DIRECTIONS FOR THIS TASK ▸
Provide only the number of lines below in which the string "warning" occurs.

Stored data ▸

----

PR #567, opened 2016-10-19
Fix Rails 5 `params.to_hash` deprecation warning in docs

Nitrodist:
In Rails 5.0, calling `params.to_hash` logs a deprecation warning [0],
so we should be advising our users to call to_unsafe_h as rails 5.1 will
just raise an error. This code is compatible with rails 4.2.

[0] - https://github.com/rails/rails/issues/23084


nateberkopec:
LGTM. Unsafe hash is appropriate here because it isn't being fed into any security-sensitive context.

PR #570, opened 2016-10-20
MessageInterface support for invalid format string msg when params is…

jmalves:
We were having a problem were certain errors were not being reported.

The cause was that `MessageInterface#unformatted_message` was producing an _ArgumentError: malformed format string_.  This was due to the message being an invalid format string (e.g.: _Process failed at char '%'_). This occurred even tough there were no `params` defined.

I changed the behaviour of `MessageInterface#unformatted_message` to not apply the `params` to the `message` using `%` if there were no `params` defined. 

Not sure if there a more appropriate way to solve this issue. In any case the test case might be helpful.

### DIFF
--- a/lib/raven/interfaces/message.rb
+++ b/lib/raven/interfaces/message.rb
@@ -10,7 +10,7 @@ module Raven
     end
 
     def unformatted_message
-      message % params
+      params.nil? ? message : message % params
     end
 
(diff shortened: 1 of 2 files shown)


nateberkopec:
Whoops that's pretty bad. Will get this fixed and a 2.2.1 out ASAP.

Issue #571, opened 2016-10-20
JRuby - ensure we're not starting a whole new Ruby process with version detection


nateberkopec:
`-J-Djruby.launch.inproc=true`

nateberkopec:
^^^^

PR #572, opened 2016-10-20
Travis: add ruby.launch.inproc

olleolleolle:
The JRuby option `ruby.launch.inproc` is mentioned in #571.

----

RESPONSE ▸
2